José Ildo Swartele de Mello, bispo do Concílio Geral da Igreja Metodista Livre do Brasil, afirma que nenhuma denominação está imune a tais problemas, pois são próprios da natureza humana decaída. O bispo conta que, no âmbito de sua denominação, houve dois episódios públicos relacionados a abuso sexual, que foram devidamente denunciados e apurados. O primeiro resultou na fuga do casal leigo envolvido e o segundo revelou que denúncia contra um pastor era falsa.
O bispo destaca os mecanismos de proteção adotados por sua denominação:
“A busca de uma comunidade bíblica e saudável nos leva a ter um sistema denominacional em que há meios de prestação de contas uns aos outros e às autoridades superiores. Nossa Aliança de Membro e nosso processo para entrada e permanência no Ministério Pastoral exige integridade de vida, idoneidade e uma vida comunitária frutífera e de interação com membros e pastores mais experientes, o que dificulta uma vida dupla por quem quer que seja.”
Como prevenir e lidar com abusos
Igreja e organizações cristãs devem seguir diretrizes para evitar abusos. Neste sentido, é fundamental a criação de uma Política de Proteção – um documento escrito com orientações e diretrizes sobre como prevenir e como lidar em situações de abusos ou suspeitas de abusos. Após ser criada, a política de proteção deve ser comunicada a toda a igreja, de forma clara e regular, mostrando o compromisso da igreja no combate ao abuso. Falar abertamente sobre o assunto adverte os abusadores de que eles não encontrarão um lugar fácil para praticar abusos.
Entre dicas práticas preventivas, pode-se destacar o preparo necessário de voluntários que lidam com crianças em igrejas e organizações cristãs. Essas pessoas precisam passar por treinamento de prevenção ao abuso infantil e serem submetidas a um período de espera para serem colocadas em posição de liderança.
Nunca um adulto deve ficar sozinho com uma criança, em atividades e espaços da igreja ou organização cristã. É indicado que haja sempre dois adultos, podendo ser dois homens, duas mulheres ou um casal. Em atividades da igreja com pernoite, uma criança ou um jovem não podem ficar na barraca ou no quarto de um líder adulto, a menos que esse adulto seja seu pai, sua mãe ou seu responsável legal.
Quando alguma suspeita ou algum caso de abuso for relatado no contexto de igrejas e organizações de fé, é importante ouvir a vítima. A igreja tem a responsabilidade de ajudar os que sofreram abuso e proteger as pessoas vulneráveis de futuros abusos. Não é indicado manter a apuração do abuso apenas no âmbito da igreja, já que o abuso é um crime e, portanto, deve ser tratado pela polícia.

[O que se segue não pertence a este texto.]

PR #452, opened 2022-12-13
DB-4935: Error if previewing a draft

CobyPear:
## What changes were made?
Drafts are not currently supported for Drupal's decoupled_preview. This change adds a clearer error message in the case a user tries to preview a draft.

next-drupal-starter

locally
## Additional information

### DIFF
--- a/starters/next-drupal-starter/lib/getPreview.js
+++ b/starters/next-drupal-starter/lib/getPreview.js
@@ -34,7 +34,7 @@ export async function getPreview(context, node, params) {
 			if (context?.previewData?.resourceVersionId) {
 				process.env.DEBUG_MODE &&
 					console.log(
-						`Adding resource version ID param ${context?.previewData?.resourceVersionId}...`,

Pastores e líderes precisam romper o silêncio, mesmo que o abusador seja um colega de ministério, familiar, amigo ou alguém em posição superior. Membros de igrejas também precisam dar voz às vítimas e denunciar nos canais oficiais, como o Disque 100, quando a vítima for criança, adolescente, pessoa idosa ou com deficiência.

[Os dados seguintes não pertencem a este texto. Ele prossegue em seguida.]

PR #471, opened 2023-01-17
DB-5231: Support GraphQL over HTTP GET

mitchellmarkoff:
## What changes were made?
- Support GraphQL over HTTP GET added to the `wordpress-kit`

- `wordpress-kit`

- A GraphQL client was created to support GET requests and the use of this client resulted in successful cache hits.
-   
## Additional information

### DIFF
--- a/packages/wordpress-kit/__tests__/GraphqlClientFactory.test.ts
+++ b/packages/wordpress-kit/__tests__/GraphqlClientFactory.test.ts
@@ -30,7 +30,6 @@ test('request and response middleware add appropriate headers', async () => {
 });
 
 test('client is configured for GET requests', async () => {
-	// const client = new GraphqlClientFactory('http://my-wp.test/graphql').create();
 	const getClient = new GraphqlClientFactory('http://my-wp.test/graphql', {
 		method: 'GET',
 	}).create();
--- a/packages/wordpress-kit/__tests__/GraphqlClientFactory.test.ts
+++ b/packages/wordpress-kit/__tests__/GraphqlClientFactory.test.ts
@@ -28,3 +28,12 @@ test('request and response middleware add appropriate headers', async () => {
 	expect(res.data).toEqual(basicPostsQuery);
 	expect(res.headers.has('surrogate-key-raw')).toBeTruthy();
 });
+
+test('client is configured for GET requests', async () => {
+	const client = new GraphqlClientFactory('http://my-wp.test/graphql').create();
+	const getClient = new GraphqlClientFactory('http://my-wp.test/graphql', {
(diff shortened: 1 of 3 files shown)


mitchellmarkoff:
@CobyPear LMK your thoughts in relation to this work and documentation. I didn't update docs here since `GET` is passed through the options param which is [already documented](https://live-decoupled-kit-docs-canary.appa.pantheon.site/docs/Packages/wordpress-kit/classes/GraphqlClientFactory). Also figured implementation examples would go into the frontend starter docs as opposed to the package docs.

CobyPear:
> Also figured implementation examples would go into the frontend starter docs as opposed to the package docs.

That sounds accurate. Any reason not to do that with this ticket?

mitchellmarkoff:
> That sounds accurate. Any reason not to do that with this ticket?

 I held off on it because of this point in the implementation details thinking that docs updates would come during the starter related work. 
`Changes here are only for wordpress-kit. This will be consumed in the starter kits as part of another ticket.`
With that said, the docs should be simple to write  so if it's easier to add them with this PR that is something I can do.

CobyPear:
> > That sounds accurate. Any reason not to do that with this ticket?
> 
> I held off on it because of this point in the implementation details thinking that docs updates would come during the starter related work. `Changes here are only for wordpress-kit. This will be consumed in the starter kits as part of another ticket.` With that said, the docs should be simple to write so if it's easier to add them with this PR that is something I can do.

oh good call, missed that bit. You can save it for the other ticket. This one should have a test at the very least tho.

packages/wordpress-kit/__tests__/GraphqlClientFactory.test.ts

Também é importante respeitar a autonomia das vítimas adultas de violência por parceiro íntimo e permitir que elas tomem a decisão sobre denunciar o abuso; remover os abusadores publicamente da igreja; e formar uma equipe de cuidado pastoral especialmente treinada para auxiliar as vítimas no processo de recuperação, o que não substitui o acompanhamento por profissionais.

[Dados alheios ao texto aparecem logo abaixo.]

PR #503, opened 2023-02-01
DB-5052: Gatsby Wordpress Generator

mitchellmarkoff:
## What changes were made?
Added the `gatsby-wordpress-starter` as a generator to the cli.

create-pantheon-decoupled-kit

## Additional information


packages/create-pantheon-decoupled-kit/src/templates/gatsby-wp/package.json.hbs
```diff
@@ -0,0 +1,61 @@
...
+		"test:watch": "vitest",
+		"update-snapshots": "vitest run --update --silent",
+		"coverage": "vitest run --coverage"
+	},
+	"dependencies": {
+		"gatsby": "^4.24.0",
+		"gatsby-plugin-image": "^2.24.0",
+		"gatsby-plugin-manifest": "^4.24.0",
+		"gatsby-plugin-offline": "^5.24.0",
+		"gatsby-plugin-pnpm": "^1.2.10",
```
CobyPear, line 30: It would be great if we could only add this dependency if the package manager is `pnpm`. We already have the `which-pm-runs` dependency added. You should be able to use that dependency in the gatsby-wp generator to determine if this package should be added or not.

CobyPear (changes requested):
One other thing to add is a `.env.development.local.hbs`. I haven't checked yet, but we may need to refactor the `runESLint` action for this one, as I don't think the gatsby starter comes with a linit script like nextjs does.

packages/create-pantheon-decoupled-kit/src/generators/gatsby-wp.generator.ts
```diff
@@ -0,0 +1,47 @@
...
+			default: ({ appName }: { [key: string]: string }) =>
+				`${process.cwd()}/${appName.replaceAll(' ', '-').toLowerCase()}`,
+		},
+	],
+	actions: (data) => {
+		let pnpm = false;
+		const getPkgManager = whichPmRuns();
+		if (getPkgManager && getPkgManager.name === 'pnpm') {
+			pnpm = true;
+		}
```
CobyPear, line 26: This could be a bit more succinct
```suggestion
		const pnpm = whichPmRuns()?.name === 'pnpm' ? true : false;

```

packages/create-pantheon-decoupled-kit/src/utils/runESLint.ts
```diff
@@ -25,9 +25,14 @@ export const runESLint = (
...
-		if (error instanceof Error) {
-			throw error;
+		try {
+			execSync('npx eslint', { cwd: answers.outDir, stdio: 'inherit' });
+			return 'success eslint';
+		} catch (error) {
+			if (error instanceof Error) {
+				throw error;
+			}
+			throw 'fail';
```
CobyPear, line 35: Not a huge fan of this pattern as it will still show some nasty errors in the console. My suggestion would be to read from the `scripts` of the new`package.json` to see if there is a `lint` script, then call that script if it exists, otherwise use `npx eslint --write ` with configurable options like ignore pattern/path or plugins. Meaning, I should be able to pass options ito the `runESLint` config that are then passed into this command.

CobyPear (changes requested):
The pnpm plugin conditional is working well. I'm not so sure on the nested try/catch though. See comments.

packages/create-pantheon-decoupled-kit/src/utils/runESLint.ts
```diff
@@ -21,12 +31,24 @@ export const runESLint = (
...
 		command = getPkgManager.name;
 	}
-	try {
-		execSync(`${command} lint`, { cwd: answers.outDir, stdio: 'inherit' });
-	} catch (error) {
-		if (error instanceof Error) {
-			throw error;
+
+	const filePath = path.resolve(`${answers.outDir}/package.json`);
+	const script = JSON.parse(fs.readFileSync(filePath, 'utf8')) as Script;
```
CobyPear, line 36: Can we be a bit more specific with the names here?
```suggestion
	const pkgPath = path.resolve(`${answers.outDir}/package.json`);
	const pkg = JSON.parse(fs.readFileSync(filePath, 'utf8'));
```

I'm wondering if it would be better to break this functionality out since we may want to reuse this pattern in the future. See https://github.com/Sitecore/jss/blob/dev/packages/create-sitecore-jss/src/common/utils/helpers.ts#L33 for an example of how this could look. That way we could have a more robust type for the `package.json`.

packages/create-pantheon-decoupled-kit/src/utils/runESLint.ts
```diff
@@ -21,12 +31,24 @@ export const runESLint = (
...
+	if (script.scripts.lint) {
+		try {
+			execSync(`${command} lint`, { cwd: answers.outDir, stdio: 'inherit' });
```
CobyPear, line 39: Unsure this does anything without providing file extensions or paths to lint. Need to do some more validation here but I think we at least need `npm run lint .` to tell the cli where/what to lint.

packages/create-pantheon-decoupled-kit/__tests__/runESLint.test.ts
```diff
@@ -12,15 +14,48 @@ vi.mock('which-pm-runs');
...
+		['package.json', 'node_modules'].forEach((path) => {
+			fs.rmSync(`${outDir('withLint')}/${path}`, {
+				force: true,
+				recursive: true,
+			});
+			fs.rmSync(`${outDir('withoutLint')}/${path}`, {
+				force: true,
+				recursive: true,
+			});
+		});
```
CobyPear, line 54: Not sure we need this pattern here since the tests aren't manipulating the files in any way like the other tests are. I think you could just commit the fixtures instead of programmatically creating the files before/after.

CobyPear (changes requested):
I think we could maybe break out the package.json read stuff into it's own utility so that we could reuse it and get a more robust type.

One other interesting thing that I found is that we need to change the root `.prettierignore`.
This line:
```
**/templates/**
```
makes it so that a generated gatsby starter inside the monorepo will skip linting for the `templates` directory in the gatsby starter. 

I think we can be less specific on the glob and it will fix it
```
**/create-pantheon-decoupled-kit/**/templates/**
```

packages/create-pantheon-decoupled-kit/__tests__/runESLint.test.ts
mitchellmarkoff: @CobyPear I ended up going with this pattern because committing `package.json` files to the fixtures proved to be troublesome. Running `pnpm test` with the committed files fails and requires `node_modules` to be installed at the file path. After installing `node_modules`,  `pnpm test` continues to fail since it then treats those folders as their own projects which has missing test coverage. Below is the error output. LMK if there is a better solution but I found programmatically creating the files before/after to be an easy workaround.

Screen Shot 2023-02-07 at 2 25 36 PM

CobyPear: I did not have the same error, I was able to run tests with a `package.json` inside the fixtures.
I do see them being picked up by the monorepo workspace, but we can add another filter in the `pnpm-workspace.yml` to prevent this:
`  - '!packages/create-pantheon-decoupled-kit/__tests__/**'`

CobyPear: looking a bit closer at your screenshot, looks like you may be in a subdir and `vitest` isn't finding any tests.

packages/create-pantheon-decoupled-kit/src/utils/runESLint.ts
mitchellmarkoff: When breaking this functionality out, is it alright to use the `any` type similar to the Sitecore example?

mitchellmarkoff:
LGTM!

CobyPear (approved):
:shipit:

Responsabilidade, reputação e justiça
O pastor Matt Henslee é enfático ao dizer que se algum caso de abuso acontecer numa igreja, a reputação da entidade deve ser a menor das preocupações da liderança. Igrejas e organizações cristãs, especialmente suas lideranças, precisam cultivar profundo respeito pela vida e dignidade humana, ensinando e vivendo princípios que valorizam crianças, adolescentes, jovens, adultos e idosos. Isso envolve a sexualidade, considerada um dom de Deus para o contexto de amor e confiança mútua.
A igreja deve reconhecer sua vulnerabilidade, por causa da pecaminosidade humana, estar preparada para evitar abusos e lidar com eles, denunciando às autoridades e promovendo caminhos de cura para as vítimas.
Numa perspectiva teológica, Ageu Lisboa escreve: “A partir do anúncio de que o descendente de Eva esmagaria a cabeça da serpente, temos base para crer e agir a fim de evitar e eliminar processos de destruição e morte em pessoas, famílias e comunidades. Jesus nos deu a fórmula para sarar a nossa terra, trazendo-nos vida e justiça: amar a Deus sobre todas as coisas e ao próximo como a nós mesmos.”7
Elsie Gilbert, jornalista e coordenadora da Rede Mãos Dadas, que trabalha com crianças e adolescentes, acredita que a discussão sobre abuso sexual precisa partir da verdade de que “todos pecamos e carecemos da graça de Deus” e, portanto, “precisamos criar regras para nos proteger e não ferirmos uns aos outros”. Para ela, “a grande questão, muitas das vezes, não é se o abuso ocorreu ou não, mas sim por que permitimos que isso acontecesse dentro de nossas igrejas. Uma vez que o abuso aconteceu, de que lado você vai ficar: do lado do poder ou do amor pela justiça?”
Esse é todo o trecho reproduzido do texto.